### Task item
Only one stretch of the data below should be repeated: the lines from the line containing "### Canonical Permit2" through the line containing "Hi @danfinlay, thanks for putting", inclusive, exactly as they are.

[[ Exercise data, beginning ]]

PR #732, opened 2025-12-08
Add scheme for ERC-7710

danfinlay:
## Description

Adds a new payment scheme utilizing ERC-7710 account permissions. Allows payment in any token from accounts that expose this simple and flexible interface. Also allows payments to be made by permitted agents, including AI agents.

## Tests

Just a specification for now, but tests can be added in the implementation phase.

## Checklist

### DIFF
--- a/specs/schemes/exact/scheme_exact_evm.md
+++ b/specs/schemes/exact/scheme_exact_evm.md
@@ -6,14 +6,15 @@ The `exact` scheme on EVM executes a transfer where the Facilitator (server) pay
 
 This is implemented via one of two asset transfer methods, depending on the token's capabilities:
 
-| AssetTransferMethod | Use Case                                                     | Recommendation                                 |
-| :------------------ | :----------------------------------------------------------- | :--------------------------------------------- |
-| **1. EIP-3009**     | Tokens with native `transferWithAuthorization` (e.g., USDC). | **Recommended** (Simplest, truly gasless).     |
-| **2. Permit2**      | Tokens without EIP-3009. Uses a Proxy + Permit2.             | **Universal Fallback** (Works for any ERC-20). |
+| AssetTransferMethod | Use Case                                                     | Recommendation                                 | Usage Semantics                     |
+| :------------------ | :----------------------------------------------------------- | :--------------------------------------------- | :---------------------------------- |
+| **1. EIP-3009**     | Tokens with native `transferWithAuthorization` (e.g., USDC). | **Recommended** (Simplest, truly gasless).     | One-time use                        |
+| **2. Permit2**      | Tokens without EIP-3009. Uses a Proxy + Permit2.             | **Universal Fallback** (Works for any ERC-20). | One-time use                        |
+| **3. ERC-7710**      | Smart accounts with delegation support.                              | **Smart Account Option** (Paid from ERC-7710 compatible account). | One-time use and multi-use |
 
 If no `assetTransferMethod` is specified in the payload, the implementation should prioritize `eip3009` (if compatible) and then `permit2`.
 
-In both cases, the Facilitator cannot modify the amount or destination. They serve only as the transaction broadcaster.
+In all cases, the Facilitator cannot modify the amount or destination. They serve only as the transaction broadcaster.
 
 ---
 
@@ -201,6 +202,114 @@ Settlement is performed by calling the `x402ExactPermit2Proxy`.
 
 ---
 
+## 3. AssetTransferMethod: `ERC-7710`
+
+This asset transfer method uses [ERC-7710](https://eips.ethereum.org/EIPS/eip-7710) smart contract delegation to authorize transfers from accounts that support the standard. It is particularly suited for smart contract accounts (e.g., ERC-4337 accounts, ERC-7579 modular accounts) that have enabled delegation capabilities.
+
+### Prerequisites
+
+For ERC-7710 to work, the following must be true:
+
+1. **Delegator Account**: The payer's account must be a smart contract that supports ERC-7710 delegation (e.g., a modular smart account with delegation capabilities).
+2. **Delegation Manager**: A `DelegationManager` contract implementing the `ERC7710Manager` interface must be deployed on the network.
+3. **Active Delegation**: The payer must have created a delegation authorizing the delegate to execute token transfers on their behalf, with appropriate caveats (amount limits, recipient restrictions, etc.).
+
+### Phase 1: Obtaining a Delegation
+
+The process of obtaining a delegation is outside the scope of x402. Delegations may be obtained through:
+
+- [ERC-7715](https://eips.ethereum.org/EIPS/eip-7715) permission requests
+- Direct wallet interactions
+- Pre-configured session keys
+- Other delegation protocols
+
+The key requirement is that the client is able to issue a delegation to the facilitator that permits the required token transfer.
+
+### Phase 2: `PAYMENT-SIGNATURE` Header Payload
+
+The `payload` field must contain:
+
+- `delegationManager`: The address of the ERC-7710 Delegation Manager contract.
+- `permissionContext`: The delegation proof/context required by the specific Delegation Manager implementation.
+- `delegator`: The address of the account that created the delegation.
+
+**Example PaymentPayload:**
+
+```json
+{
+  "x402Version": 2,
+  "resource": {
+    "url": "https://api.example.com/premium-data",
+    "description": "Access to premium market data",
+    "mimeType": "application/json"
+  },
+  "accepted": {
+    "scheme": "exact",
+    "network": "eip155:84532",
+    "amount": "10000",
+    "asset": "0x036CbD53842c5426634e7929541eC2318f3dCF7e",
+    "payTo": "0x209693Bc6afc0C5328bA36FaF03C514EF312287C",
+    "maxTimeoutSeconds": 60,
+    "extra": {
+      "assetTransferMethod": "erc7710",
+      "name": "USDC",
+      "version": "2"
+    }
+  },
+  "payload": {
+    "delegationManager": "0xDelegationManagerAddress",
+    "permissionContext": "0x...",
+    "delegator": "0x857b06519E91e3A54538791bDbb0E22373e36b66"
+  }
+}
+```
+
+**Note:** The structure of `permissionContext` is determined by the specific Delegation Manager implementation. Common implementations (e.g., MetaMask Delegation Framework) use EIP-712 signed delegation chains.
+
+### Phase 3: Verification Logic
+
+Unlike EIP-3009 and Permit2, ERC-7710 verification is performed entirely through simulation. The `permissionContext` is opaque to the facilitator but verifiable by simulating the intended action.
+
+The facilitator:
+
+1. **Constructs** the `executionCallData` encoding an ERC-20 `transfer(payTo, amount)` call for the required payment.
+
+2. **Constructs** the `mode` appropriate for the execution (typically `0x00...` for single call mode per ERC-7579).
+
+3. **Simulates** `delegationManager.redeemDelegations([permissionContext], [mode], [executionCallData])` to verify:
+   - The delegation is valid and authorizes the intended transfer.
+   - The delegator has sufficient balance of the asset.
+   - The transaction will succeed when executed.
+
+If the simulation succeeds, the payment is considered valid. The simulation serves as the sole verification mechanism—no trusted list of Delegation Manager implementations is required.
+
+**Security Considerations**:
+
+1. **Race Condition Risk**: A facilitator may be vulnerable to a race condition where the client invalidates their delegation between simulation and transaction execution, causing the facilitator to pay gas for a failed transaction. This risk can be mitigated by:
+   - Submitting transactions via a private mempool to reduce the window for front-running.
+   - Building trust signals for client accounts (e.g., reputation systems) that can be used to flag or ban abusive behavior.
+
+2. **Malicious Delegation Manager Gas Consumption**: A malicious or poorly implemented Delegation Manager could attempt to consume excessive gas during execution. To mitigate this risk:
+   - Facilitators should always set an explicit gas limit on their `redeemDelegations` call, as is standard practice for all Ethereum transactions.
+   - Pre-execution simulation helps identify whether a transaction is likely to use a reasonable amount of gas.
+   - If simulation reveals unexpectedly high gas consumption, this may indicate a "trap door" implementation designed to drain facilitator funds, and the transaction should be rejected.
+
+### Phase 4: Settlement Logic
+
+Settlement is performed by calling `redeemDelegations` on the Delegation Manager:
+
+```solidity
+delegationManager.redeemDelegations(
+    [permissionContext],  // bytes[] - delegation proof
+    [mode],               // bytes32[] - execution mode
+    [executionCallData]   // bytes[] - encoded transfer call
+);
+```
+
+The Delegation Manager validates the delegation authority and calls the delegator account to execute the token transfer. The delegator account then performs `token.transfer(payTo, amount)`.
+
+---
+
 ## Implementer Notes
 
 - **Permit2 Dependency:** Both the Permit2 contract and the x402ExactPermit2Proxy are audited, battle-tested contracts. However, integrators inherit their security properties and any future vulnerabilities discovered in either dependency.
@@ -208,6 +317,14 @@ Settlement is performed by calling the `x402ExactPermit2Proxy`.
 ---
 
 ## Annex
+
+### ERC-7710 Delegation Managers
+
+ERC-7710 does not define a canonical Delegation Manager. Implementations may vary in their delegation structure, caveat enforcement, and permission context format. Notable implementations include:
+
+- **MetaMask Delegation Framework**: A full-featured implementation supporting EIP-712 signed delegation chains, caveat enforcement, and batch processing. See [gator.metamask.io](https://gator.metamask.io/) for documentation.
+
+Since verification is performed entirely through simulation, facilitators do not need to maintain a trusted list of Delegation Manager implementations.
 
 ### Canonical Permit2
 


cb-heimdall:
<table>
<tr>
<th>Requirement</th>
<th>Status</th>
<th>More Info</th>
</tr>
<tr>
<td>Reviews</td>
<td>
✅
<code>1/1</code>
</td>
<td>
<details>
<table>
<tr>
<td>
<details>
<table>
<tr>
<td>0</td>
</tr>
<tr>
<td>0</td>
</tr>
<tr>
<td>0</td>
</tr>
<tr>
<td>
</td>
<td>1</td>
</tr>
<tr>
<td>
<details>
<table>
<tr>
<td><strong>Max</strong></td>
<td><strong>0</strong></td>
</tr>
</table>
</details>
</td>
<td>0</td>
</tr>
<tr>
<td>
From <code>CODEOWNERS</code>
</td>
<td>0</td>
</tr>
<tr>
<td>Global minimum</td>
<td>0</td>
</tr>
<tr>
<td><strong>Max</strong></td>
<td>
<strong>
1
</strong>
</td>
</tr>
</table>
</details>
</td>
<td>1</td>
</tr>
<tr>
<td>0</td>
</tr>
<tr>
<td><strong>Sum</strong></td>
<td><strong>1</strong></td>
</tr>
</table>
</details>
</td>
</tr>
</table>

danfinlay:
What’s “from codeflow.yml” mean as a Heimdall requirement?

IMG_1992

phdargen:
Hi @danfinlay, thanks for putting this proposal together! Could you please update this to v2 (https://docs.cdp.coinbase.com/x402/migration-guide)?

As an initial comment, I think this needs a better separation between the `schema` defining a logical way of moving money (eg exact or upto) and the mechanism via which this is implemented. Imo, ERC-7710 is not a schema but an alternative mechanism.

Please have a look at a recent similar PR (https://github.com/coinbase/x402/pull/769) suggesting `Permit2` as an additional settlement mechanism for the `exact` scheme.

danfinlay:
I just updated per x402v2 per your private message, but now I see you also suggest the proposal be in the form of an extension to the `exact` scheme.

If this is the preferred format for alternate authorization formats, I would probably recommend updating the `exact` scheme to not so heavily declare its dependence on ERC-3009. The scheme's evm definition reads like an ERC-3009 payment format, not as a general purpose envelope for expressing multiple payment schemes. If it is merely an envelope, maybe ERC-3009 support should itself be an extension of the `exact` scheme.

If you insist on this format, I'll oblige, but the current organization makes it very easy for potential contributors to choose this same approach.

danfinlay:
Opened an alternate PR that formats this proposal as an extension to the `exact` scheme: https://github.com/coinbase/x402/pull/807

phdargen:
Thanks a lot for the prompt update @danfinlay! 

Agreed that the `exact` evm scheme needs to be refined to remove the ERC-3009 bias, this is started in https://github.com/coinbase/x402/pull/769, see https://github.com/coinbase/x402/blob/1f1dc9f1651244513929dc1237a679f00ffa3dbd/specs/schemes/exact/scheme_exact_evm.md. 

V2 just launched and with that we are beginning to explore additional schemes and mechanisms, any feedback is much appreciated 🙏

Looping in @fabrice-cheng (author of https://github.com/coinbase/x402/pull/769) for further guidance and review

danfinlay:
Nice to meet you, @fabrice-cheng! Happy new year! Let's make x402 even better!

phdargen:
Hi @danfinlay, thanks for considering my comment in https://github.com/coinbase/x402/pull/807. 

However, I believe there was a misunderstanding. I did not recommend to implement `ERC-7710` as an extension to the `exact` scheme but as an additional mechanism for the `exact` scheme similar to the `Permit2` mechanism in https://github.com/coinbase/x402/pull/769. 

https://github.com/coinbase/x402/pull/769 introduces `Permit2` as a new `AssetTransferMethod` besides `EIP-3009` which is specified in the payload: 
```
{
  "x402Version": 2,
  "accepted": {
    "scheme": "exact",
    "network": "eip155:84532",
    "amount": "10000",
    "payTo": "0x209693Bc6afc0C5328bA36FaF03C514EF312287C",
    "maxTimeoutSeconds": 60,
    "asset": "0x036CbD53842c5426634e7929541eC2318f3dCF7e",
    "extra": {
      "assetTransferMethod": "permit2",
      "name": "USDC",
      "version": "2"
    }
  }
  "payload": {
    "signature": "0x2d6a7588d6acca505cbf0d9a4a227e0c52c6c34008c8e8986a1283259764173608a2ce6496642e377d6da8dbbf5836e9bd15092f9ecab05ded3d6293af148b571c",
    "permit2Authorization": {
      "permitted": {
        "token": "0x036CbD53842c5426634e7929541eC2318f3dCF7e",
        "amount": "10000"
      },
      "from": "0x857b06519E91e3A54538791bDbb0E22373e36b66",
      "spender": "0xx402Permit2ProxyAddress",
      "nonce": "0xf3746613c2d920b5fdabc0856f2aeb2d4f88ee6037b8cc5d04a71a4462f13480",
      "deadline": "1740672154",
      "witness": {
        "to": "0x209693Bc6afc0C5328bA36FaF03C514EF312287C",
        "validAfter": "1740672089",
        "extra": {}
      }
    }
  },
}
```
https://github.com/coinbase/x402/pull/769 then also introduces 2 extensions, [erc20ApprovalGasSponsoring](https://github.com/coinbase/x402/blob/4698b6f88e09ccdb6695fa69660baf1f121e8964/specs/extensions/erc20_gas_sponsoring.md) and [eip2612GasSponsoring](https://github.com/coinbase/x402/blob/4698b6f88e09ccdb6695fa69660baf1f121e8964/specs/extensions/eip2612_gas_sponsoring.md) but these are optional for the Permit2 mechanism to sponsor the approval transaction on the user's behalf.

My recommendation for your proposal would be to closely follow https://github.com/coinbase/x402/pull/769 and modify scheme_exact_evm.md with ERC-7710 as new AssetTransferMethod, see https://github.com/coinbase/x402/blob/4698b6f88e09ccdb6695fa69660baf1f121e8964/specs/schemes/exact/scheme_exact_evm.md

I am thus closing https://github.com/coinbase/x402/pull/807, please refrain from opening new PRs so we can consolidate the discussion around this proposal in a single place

[[ Exercise data, end ]]

### Exercise solution
 ### Canonical Permit2
 


cb-heimdall:
<table>
<tr>
<th>Requirement</th>
<th>Status</th>
<th>More Info</th>
</tr>
<tr>
<td>Reviews</td>
<td>
✅
<code>1/1</code>
</td>
<td>
<details>
<table>
<tr>
<td>
<details>
<table>
<tr>
<td>0</td>
</tr>
<tr>
<td>0</td>
</tr>
<tr>
<td>0</td>
</tr>
<tr>
<td>
</td>
<td>1</td>
</tr>
<tr>
<td>
<details>
<table>
<tr>
<td><strong>Max</strong></td>
<td><strong>0</strong></td>
</tr>
</table>
</details>
</td>
<td>0</td>
</tr>
<tr>
<td>
From <code>CODEOWNERS</code>
</td>
<td>0</td>
</tr>
<tr>
<td>Global minimum</td>
<td>0</td>
</tr>
<tr>
<td><strong>Max</strong></td>
<td>
<strong>
1
</strong>
</td>
</tr>
</table>
</details>
</td>
<td>1</td>
</tr>
<tr>
<td>0</td>
</tr>
<tr>
<td><strong>Sum</strong></td>
<td><strong>1</strong></td>
</tr>
</table>
</details>
</td>
</tr>
</table>

danfinlay:
What’s “from codeflow.yml” mean as a Heimdall requirement?

IMG_1992

phdargen:
Hi @danfinlay, thanks for putting this proposal together! Could you please update this to v2 (https://docs.cdp.coinbase.com/x402/migration-guide)?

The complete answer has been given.